Task brief →
Locate, in the data below, the line that contains "joewhitsitt: Is there" and the line that contains "cory-skeers: That's fair"; reproduce exactly those two lines and every line between them, nothing more.

The records →
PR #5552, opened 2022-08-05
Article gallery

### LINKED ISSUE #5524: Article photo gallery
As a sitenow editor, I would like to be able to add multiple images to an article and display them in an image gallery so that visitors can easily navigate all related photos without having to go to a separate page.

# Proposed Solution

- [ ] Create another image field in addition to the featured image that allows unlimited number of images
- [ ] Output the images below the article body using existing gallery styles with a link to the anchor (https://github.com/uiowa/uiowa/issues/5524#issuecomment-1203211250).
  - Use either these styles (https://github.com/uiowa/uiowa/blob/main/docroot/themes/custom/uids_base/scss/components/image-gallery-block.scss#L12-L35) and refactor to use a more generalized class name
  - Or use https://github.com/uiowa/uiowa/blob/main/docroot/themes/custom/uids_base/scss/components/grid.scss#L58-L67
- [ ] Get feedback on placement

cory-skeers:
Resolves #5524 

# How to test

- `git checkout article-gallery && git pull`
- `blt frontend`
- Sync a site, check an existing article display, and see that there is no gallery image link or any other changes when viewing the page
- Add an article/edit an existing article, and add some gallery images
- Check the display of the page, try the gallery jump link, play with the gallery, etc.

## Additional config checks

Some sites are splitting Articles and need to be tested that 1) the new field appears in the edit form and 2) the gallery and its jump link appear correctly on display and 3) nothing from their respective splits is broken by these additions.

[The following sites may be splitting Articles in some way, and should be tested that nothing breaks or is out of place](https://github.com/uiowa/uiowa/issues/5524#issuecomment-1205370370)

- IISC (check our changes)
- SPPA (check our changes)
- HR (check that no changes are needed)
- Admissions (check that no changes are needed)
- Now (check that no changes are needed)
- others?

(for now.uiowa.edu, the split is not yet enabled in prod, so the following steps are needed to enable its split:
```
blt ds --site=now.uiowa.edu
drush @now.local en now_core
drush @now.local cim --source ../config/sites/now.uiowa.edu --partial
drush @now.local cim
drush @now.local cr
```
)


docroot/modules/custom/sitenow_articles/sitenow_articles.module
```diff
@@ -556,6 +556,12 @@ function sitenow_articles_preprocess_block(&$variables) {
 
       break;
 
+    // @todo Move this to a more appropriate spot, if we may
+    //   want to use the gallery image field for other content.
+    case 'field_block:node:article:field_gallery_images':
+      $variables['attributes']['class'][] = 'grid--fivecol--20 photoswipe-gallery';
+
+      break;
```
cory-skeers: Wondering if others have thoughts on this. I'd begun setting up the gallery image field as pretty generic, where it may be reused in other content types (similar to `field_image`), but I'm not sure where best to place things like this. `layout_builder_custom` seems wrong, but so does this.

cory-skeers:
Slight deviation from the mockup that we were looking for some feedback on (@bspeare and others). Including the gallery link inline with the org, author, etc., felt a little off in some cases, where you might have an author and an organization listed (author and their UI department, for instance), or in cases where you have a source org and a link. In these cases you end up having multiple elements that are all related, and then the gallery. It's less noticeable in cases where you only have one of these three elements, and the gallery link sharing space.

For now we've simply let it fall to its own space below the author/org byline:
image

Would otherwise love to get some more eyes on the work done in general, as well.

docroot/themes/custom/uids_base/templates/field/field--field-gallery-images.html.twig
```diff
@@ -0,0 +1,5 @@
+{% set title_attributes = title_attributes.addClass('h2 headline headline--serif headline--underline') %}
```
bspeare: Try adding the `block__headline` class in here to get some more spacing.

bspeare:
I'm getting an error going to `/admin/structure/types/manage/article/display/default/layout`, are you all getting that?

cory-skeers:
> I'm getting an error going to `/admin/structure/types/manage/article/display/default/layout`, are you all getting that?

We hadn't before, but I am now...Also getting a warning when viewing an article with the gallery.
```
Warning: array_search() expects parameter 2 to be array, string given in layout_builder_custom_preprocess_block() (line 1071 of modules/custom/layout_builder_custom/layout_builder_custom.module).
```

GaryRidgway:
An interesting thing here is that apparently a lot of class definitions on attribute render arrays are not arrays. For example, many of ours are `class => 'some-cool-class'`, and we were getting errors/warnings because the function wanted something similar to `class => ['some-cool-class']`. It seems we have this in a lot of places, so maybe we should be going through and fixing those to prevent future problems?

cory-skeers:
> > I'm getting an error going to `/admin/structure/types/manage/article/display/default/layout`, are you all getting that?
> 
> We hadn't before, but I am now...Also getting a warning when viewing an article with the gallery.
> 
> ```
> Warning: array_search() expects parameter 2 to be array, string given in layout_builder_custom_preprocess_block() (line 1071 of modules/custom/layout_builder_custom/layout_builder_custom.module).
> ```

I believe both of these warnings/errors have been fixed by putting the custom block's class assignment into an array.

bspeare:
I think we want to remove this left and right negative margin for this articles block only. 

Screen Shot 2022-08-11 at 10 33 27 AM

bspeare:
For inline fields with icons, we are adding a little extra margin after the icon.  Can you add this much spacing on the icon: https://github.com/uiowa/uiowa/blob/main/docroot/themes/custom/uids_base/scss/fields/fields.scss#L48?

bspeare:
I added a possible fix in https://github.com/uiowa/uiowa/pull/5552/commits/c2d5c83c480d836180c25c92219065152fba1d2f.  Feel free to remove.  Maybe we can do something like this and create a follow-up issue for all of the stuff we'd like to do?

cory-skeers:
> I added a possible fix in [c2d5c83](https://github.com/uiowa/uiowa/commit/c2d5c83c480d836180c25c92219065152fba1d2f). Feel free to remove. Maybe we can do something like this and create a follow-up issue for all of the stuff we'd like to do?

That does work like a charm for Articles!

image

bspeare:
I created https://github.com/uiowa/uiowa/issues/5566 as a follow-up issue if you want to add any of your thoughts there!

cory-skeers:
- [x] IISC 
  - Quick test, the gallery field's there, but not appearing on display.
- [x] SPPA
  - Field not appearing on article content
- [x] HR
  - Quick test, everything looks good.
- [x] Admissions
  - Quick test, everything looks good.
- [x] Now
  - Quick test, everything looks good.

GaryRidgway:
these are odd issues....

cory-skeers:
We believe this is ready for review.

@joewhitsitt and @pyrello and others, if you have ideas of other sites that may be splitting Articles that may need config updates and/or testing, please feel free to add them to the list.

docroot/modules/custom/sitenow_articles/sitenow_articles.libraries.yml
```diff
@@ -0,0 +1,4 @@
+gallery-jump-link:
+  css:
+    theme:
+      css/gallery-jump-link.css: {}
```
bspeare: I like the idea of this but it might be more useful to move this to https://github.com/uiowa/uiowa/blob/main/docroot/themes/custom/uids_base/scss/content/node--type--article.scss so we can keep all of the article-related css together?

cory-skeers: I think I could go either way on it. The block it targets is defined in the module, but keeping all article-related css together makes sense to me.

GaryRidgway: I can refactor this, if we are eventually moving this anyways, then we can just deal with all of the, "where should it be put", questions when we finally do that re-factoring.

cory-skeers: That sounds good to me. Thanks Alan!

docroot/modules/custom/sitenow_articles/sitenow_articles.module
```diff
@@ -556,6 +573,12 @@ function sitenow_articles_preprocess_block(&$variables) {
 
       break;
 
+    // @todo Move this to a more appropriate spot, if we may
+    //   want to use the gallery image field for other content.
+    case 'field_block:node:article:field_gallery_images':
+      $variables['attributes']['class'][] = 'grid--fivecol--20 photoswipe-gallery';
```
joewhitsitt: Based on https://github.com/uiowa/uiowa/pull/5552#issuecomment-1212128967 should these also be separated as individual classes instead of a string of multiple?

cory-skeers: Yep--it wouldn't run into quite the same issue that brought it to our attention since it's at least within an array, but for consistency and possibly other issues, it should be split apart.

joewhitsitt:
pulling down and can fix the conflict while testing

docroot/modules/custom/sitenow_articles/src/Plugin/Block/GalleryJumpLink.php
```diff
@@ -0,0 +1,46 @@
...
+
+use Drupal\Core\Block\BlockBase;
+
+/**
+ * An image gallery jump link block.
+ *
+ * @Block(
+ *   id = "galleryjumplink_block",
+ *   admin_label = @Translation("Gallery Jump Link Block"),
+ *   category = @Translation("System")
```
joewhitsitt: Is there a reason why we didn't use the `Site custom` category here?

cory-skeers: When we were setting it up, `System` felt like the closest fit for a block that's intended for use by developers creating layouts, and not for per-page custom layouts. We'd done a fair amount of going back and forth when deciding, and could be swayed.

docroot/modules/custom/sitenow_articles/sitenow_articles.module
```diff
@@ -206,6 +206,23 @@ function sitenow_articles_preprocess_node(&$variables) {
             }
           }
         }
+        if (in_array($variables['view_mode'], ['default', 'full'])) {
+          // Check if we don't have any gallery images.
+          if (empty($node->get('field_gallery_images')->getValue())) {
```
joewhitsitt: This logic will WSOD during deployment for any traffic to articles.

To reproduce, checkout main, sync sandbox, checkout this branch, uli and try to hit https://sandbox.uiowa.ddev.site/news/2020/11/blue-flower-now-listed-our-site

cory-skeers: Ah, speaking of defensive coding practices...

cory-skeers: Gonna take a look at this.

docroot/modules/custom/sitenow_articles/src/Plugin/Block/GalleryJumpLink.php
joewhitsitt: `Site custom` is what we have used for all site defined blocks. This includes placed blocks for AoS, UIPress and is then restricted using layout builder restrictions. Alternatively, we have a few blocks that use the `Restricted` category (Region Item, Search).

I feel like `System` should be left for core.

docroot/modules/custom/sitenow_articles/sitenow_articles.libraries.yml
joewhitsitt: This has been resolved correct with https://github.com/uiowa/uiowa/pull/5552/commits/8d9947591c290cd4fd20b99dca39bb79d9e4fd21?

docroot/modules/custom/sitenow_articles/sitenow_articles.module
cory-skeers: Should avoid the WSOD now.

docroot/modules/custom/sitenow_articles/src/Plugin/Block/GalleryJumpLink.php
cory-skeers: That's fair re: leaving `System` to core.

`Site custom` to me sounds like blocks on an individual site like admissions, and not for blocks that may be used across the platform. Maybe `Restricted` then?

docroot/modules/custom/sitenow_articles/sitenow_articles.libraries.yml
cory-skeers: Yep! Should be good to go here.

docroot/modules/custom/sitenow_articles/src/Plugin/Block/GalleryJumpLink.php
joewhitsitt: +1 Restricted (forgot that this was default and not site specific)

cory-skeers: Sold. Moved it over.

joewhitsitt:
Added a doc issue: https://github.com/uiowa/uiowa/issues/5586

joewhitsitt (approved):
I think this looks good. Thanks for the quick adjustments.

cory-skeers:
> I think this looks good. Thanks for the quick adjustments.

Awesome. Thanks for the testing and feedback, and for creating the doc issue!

Written answer →
joewhitsitt: Is there a reason why we didn't use the `Site custom` category here?

cory-skeers: When we were setting it up, `System` felt like the closest fit for a block that's intended for use by developers creating layouts, and not for per-page custom layouts. We'd done a fair amount of going back and forth when deciding, and could be swayed.

docroot/modules/custom/sitenow_articles/sitenow_articles.module
```diff
@@ -206,6 +206,23 @@ function sitenow_articles_preprocess_node(&$variables) {
             }
           }
         }
+        if (in_array($variables['view_mode'], ['default', 'full'])) {
+          // Check if we don't have any gallery images.
+          if (empty($node->get('field_gallery_images')->getValue())) {
```
joewhitsitt: This logic will WSOD during deployment for any traffic to articles.

To reproduce, checkout main, sync sandbox, checkout this branch, uli and try to hit https://sandbox.uiowa.ddev.site/news/2020/11/blue-flower-now-listed-our-site

cory-skeers: Ah, speaking of defensive coding practices...

cory-skeers: Gonna take a look at this.

docroot/modules/custom/sitenow_articles/src/Plugin/Block/GalleryJumpLink.php
joewhitsitt: `Site custom` is what we have used for all site defined blocks. This includes placed blocks for AoS, UIPress and is then restricted using layout builder restrictions. Alternatively, we have a few blocks that use the `Restricted` category (Region Item, Search).

I feel like `System` should be left for core.

docroot/modules/custom/sitenow_articles/sitenow_articles.libraries.yml
joewhitsitt: This has been resolved correct with https://github.com/uiowa/uiowa/pull/5552/commits/8d9947591c290cd4fd20b99dca39bb79d9e4fd21?

docroot/modules/custom/sitenow_articles/sitenow_articles.module
cory-skeers: Should avoid the WSOD now.

docroot/modules/custom/sitenow_articles/src/Plugin/Block/GalleryJumpLink.php
cory-skeers: That's fair re: leaving `System` to core.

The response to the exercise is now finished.